Within the data below, find the string "required" and return each line where it occurs.

(Beginning of Provided records)

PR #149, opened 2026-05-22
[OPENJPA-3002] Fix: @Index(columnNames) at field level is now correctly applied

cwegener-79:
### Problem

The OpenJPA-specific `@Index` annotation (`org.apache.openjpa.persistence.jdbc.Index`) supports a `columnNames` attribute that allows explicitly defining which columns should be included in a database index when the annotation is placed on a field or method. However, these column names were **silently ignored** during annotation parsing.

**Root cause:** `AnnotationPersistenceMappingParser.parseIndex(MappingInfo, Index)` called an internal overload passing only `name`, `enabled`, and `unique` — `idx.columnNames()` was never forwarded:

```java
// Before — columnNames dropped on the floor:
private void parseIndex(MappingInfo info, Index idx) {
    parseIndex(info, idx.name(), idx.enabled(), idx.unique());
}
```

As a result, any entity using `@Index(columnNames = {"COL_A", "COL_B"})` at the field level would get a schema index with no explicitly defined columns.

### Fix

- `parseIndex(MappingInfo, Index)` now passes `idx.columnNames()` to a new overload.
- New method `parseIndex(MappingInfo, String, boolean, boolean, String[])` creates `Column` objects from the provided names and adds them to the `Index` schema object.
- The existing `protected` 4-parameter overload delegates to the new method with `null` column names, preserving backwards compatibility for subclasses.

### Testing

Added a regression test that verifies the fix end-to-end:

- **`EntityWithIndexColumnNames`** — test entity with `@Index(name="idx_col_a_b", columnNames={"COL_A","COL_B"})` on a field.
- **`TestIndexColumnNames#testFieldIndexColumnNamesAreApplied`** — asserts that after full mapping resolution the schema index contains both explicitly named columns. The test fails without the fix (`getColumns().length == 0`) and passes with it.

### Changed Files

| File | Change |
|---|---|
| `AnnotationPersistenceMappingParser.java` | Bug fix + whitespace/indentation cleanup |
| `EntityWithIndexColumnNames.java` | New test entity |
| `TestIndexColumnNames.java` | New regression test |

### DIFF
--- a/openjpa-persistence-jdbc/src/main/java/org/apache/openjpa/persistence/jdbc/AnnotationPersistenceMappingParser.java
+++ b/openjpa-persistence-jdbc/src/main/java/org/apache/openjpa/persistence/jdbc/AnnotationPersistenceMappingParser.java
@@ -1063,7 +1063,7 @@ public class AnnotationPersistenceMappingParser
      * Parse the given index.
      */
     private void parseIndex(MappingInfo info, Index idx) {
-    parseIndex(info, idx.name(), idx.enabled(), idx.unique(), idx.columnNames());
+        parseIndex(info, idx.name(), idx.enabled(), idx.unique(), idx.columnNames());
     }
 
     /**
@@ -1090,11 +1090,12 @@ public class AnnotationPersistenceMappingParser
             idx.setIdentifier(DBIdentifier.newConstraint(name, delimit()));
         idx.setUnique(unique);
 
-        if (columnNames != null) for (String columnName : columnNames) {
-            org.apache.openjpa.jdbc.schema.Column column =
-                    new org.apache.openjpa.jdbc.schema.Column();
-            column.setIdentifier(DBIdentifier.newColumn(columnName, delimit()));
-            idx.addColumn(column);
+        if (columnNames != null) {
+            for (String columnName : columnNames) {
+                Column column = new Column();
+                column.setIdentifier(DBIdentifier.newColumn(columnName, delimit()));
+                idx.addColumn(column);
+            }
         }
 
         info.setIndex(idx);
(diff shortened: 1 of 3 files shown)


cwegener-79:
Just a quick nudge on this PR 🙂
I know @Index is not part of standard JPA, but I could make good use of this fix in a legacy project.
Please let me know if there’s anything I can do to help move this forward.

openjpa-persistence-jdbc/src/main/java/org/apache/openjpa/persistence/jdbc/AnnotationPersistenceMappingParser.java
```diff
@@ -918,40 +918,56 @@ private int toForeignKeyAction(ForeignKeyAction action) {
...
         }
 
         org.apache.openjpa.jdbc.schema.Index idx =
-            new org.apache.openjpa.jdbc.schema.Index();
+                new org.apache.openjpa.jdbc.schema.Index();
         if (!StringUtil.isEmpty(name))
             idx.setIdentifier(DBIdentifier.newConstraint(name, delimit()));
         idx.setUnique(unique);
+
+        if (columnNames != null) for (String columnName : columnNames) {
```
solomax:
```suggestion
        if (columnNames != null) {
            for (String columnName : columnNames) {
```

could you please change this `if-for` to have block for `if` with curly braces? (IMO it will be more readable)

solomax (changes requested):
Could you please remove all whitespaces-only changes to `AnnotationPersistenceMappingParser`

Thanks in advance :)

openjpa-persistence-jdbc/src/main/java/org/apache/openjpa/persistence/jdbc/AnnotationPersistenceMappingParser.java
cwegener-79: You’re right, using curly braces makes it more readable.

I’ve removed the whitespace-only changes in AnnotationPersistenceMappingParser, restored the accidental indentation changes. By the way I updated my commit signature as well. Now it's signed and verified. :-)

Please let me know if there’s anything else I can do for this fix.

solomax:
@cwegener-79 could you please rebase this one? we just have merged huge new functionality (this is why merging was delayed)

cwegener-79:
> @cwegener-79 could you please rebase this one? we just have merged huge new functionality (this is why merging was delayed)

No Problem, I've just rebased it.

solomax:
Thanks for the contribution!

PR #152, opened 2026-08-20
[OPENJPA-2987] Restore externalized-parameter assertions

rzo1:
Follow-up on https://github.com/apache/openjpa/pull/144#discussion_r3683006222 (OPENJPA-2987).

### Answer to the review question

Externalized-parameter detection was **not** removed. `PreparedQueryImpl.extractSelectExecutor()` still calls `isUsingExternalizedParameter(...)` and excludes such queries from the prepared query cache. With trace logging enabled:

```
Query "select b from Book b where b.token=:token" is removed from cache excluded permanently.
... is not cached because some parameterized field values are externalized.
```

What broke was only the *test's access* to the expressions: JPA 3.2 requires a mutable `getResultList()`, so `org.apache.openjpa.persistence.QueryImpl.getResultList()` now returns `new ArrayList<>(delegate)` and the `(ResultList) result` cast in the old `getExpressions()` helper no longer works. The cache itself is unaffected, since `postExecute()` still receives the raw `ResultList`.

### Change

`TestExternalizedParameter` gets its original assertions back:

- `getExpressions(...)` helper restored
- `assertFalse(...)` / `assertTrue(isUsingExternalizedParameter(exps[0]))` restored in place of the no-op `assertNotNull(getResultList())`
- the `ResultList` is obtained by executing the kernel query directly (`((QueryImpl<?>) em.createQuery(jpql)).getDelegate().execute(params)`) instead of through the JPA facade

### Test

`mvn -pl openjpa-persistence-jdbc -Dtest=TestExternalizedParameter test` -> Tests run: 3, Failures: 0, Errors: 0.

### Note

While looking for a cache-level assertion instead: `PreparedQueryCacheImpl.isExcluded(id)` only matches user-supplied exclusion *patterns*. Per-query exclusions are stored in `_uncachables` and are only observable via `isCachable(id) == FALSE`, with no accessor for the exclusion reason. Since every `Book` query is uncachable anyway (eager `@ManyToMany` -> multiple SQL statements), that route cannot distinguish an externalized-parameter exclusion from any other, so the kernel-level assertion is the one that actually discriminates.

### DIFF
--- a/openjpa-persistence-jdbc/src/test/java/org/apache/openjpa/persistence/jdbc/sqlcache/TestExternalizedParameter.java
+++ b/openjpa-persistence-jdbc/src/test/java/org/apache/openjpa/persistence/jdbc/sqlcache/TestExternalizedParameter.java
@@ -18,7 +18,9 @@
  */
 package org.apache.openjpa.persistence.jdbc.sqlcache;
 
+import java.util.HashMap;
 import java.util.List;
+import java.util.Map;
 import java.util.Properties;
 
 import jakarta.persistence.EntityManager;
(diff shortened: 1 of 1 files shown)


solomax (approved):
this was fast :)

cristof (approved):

(End of Provided records)
(Beginning of Provided records)

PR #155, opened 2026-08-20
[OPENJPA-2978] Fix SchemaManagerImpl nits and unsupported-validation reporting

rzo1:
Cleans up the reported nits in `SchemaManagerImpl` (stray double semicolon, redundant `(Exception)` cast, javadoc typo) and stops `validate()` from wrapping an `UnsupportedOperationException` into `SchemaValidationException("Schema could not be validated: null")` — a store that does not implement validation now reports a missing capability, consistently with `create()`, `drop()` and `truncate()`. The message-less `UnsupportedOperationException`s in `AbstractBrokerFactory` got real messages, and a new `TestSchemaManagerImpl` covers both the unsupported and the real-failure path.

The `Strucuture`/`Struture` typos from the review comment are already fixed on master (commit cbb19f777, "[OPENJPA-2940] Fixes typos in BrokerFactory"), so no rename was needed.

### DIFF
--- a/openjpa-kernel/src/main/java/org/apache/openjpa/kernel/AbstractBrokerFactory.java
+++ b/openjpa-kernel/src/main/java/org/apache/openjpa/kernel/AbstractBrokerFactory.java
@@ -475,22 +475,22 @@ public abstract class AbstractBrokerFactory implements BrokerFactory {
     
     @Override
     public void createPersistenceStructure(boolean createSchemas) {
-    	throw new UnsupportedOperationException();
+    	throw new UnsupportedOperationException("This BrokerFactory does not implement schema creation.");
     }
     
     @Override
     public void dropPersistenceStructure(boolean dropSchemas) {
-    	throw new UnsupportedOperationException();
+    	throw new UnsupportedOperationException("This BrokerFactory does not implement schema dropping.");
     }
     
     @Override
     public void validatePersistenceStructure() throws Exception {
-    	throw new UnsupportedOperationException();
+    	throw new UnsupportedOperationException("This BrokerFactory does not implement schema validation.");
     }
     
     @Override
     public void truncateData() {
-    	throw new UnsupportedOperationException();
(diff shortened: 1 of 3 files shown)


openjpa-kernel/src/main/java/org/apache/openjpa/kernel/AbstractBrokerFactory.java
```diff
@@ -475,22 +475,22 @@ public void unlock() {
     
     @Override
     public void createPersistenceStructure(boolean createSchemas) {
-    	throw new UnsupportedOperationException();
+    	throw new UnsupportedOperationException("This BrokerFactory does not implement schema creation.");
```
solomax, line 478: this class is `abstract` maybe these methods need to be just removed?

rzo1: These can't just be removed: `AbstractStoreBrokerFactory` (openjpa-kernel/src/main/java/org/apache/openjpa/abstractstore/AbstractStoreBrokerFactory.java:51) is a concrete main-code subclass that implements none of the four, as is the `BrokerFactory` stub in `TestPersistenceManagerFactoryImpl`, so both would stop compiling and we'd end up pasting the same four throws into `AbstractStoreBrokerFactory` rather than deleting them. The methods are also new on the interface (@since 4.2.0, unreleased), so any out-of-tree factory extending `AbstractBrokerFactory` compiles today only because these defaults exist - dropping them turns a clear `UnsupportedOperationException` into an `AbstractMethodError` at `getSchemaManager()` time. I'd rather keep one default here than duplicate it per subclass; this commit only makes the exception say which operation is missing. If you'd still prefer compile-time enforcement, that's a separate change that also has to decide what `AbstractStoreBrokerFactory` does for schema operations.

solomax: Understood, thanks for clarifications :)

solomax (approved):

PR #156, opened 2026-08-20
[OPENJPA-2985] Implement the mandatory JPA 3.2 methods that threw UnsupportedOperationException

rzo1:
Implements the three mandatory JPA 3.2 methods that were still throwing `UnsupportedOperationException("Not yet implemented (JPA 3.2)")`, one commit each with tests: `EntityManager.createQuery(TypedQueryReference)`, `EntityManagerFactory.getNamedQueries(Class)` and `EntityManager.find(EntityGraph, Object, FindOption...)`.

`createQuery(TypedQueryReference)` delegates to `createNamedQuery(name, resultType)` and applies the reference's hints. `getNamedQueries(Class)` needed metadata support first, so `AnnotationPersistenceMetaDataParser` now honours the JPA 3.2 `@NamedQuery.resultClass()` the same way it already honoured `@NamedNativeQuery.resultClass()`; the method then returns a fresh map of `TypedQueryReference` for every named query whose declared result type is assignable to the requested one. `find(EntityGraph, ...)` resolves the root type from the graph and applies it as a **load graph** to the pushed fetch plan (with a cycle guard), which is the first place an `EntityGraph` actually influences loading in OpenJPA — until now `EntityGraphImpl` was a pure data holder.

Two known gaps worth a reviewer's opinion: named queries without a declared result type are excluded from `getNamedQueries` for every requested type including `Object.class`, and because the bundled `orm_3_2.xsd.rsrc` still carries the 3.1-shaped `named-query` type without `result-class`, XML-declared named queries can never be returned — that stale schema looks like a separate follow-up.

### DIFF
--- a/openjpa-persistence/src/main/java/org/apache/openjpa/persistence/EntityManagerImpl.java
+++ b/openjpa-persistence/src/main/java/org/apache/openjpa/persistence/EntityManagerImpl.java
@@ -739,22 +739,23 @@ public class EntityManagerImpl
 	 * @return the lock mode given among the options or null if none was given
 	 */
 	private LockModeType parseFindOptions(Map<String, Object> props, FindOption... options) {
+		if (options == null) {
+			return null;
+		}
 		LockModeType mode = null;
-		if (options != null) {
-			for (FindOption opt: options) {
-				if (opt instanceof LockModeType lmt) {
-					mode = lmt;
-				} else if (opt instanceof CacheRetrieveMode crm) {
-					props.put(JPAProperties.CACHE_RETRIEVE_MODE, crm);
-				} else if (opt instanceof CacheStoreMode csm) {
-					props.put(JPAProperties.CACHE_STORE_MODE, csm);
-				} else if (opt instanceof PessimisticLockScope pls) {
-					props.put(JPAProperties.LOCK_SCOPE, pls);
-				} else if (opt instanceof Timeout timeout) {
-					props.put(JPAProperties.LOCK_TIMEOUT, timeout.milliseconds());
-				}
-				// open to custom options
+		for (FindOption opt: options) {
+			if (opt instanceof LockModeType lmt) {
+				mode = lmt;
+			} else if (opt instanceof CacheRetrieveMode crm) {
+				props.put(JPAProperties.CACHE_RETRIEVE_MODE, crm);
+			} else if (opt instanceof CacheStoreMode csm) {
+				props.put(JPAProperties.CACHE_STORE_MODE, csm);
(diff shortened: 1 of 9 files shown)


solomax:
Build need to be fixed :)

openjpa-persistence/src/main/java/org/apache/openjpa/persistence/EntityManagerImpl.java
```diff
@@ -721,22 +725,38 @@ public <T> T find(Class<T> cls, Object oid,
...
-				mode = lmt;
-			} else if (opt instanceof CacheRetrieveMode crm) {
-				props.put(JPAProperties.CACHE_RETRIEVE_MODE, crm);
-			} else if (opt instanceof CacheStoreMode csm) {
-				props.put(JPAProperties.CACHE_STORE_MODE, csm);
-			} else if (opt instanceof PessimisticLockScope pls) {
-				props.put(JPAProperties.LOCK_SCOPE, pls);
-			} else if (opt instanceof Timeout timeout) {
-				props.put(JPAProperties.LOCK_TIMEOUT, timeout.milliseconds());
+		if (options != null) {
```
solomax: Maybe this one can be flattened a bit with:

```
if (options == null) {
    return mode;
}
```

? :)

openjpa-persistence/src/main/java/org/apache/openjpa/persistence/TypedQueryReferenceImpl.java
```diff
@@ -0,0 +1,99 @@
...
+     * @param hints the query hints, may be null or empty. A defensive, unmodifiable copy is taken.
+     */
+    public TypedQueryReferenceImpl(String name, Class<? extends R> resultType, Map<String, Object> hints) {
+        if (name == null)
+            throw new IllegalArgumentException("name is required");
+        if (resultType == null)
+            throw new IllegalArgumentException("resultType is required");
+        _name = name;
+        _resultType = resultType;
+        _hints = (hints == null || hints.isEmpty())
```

(End of Provided records)
(Beginning of Provided records)

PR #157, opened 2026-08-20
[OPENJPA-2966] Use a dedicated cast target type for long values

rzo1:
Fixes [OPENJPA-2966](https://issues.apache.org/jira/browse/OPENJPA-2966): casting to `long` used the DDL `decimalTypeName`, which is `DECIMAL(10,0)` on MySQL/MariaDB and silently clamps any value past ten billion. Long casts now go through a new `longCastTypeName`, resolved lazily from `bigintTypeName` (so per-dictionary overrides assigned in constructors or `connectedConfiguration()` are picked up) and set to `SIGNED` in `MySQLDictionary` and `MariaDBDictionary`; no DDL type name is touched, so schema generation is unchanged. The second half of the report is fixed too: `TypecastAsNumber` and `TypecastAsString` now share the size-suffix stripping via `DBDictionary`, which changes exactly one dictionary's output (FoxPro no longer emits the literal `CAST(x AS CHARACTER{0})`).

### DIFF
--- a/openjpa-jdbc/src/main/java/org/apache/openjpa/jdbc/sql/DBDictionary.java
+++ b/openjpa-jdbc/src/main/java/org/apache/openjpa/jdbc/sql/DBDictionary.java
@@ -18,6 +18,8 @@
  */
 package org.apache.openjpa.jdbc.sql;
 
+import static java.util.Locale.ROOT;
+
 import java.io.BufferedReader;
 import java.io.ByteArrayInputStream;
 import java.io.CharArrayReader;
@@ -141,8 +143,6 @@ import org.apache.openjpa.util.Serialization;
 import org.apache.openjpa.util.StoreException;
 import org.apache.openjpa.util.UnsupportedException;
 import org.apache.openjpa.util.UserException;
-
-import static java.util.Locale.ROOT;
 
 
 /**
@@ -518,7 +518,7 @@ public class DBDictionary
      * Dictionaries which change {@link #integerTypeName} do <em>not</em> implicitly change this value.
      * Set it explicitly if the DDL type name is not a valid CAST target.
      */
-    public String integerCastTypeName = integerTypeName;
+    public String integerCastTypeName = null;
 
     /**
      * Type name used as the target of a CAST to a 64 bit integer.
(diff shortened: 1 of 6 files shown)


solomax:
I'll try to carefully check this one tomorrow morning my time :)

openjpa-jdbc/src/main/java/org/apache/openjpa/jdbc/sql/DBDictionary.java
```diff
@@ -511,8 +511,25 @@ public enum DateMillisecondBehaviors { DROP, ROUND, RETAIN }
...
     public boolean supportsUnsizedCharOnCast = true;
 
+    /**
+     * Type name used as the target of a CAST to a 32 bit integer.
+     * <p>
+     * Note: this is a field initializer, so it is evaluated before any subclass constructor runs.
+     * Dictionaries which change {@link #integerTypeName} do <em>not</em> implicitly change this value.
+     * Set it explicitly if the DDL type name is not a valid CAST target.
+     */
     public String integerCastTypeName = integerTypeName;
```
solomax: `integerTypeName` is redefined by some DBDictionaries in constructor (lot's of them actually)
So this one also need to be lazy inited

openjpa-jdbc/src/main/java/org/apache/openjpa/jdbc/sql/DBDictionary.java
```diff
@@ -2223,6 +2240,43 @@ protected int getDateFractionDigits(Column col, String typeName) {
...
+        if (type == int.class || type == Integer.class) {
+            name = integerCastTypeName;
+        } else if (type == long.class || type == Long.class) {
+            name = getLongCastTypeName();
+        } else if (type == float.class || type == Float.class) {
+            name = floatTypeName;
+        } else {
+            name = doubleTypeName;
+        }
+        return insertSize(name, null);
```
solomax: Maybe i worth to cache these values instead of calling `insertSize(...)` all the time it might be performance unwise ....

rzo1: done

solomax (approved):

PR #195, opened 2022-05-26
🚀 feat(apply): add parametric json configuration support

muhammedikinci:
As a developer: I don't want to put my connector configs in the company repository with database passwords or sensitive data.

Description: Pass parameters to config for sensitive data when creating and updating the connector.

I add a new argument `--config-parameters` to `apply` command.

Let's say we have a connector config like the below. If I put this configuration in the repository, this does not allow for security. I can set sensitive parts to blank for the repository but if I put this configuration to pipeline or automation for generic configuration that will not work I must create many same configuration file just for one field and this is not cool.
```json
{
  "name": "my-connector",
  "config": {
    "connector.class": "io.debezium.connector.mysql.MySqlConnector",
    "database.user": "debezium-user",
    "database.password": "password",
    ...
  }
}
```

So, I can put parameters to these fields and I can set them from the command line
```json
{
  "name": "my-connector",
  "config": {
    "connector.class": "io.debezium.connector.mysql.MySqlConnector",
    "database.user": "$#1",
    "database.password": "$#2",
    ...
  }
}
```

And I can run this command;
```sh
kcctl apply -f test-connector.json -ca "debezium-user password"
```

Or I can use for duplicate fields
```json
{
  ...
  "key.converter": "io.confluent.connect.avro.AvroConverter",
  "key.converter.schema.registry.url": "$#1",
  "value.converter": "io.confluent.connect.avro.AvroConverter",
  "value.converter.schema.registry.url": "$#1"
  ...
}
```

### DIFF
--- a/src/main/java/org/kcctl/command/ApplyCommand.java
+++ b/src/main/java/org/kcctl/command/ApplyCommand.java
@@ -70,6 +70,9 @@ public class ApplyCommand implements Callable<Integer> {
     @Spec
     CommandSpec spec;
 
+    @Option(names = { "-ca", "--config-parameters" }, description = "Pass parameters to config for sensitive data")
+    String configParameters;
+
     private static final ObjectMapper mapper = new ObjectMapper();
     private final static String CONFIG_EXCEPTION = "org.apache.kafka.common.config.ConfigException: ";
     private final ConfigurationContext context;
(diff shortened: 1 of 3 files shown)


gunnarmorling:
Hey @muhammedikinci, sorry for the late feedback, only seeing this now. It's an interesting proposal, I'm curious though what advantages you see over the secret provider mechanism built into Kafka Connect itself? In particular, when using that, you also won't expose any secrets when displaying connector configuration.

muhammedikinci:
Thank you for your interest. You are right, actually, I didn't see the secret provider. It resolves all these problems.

(End of Provided records)

◆ Solution:
+            throw new IllegalArgumentException("name is required");
+            throw new IllegalArgumentException("resultType is required");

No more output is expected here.